(Collected data)
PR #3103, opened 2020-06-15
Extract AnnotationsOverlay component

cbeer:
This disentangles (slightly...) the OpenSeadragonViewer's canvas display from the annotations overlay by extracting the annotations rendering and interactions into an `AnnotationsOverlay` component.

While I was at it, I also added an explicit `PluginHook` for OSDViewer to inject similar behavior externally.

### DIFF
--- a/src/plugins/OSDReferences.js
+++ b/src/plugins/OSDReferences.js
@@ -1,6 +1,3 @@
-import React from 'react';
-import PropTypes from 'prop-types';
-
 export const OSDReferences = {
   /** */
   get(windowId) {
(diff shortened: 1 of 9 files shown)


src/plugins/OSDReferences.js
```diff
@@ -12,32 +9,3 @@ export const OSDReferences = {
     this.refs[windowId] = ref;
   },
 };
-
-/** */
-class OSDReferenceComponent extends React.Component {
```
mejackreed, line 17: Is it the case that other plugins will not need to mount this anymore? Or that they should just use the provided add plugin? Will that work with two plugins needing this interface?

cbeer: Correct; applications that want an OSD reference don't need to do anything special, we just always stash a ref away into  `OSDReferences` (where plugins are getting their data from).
==
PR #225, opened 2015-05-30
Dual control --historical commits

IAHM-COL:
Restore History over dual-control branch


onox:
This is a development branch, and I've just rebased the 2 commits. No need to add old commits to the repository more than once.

Aim of the exercise:
Reproduce, exactly as they stand in the data above, the lines from the one that holds "PR #3103, opened 2020-06-15" to the one that holds "cbeer: Correct; applications", inclusive.

Result:
PR #3103, opened 2020-06-15
Extract AnnotationsOverlay component

cbeer:
This disentangles (slightly...) the OpenSeadragonViewer's canvas display from the annotations overlay by extracting the annotations rendering and interactions into an `AnnotationsOverlay` component.

While I was at it, I also added an explicit `PluginHook` for OSDViewer to inject similar behavior externally.

### DIFF
--- a/src/plugins/OSDReferences.js
+++ b/src/plugins/OSDReferences.js
@@ -1,6 +1,3 @@
-import React from 'react';
-import PropTypes from 'prop-types';
-
 export const OSDReferences = {
   /** */
   get(windowId) {
(diff shortened: 1 of 9 files shown)


src/plugins/OSDReferences.js
```diff
@@ -12,32 +9,3 @@ export const OSDReferences = {
     this.refs[windowId] = ref;
   },
 };
-
-/** */
-class OSDReferenceComponent extends React.Component {
```
mejackreed, line 17: Is it the case that other plugins will not need to mount this anymore? Or that they should just use the provided add plugin? Will that work with two plugins needing this interface?

cbeer: Correct; applications that want an OSD reference don't need to do anything special, we just always stash a ref away into  `OSDReferences` (where plugins are getting their data from).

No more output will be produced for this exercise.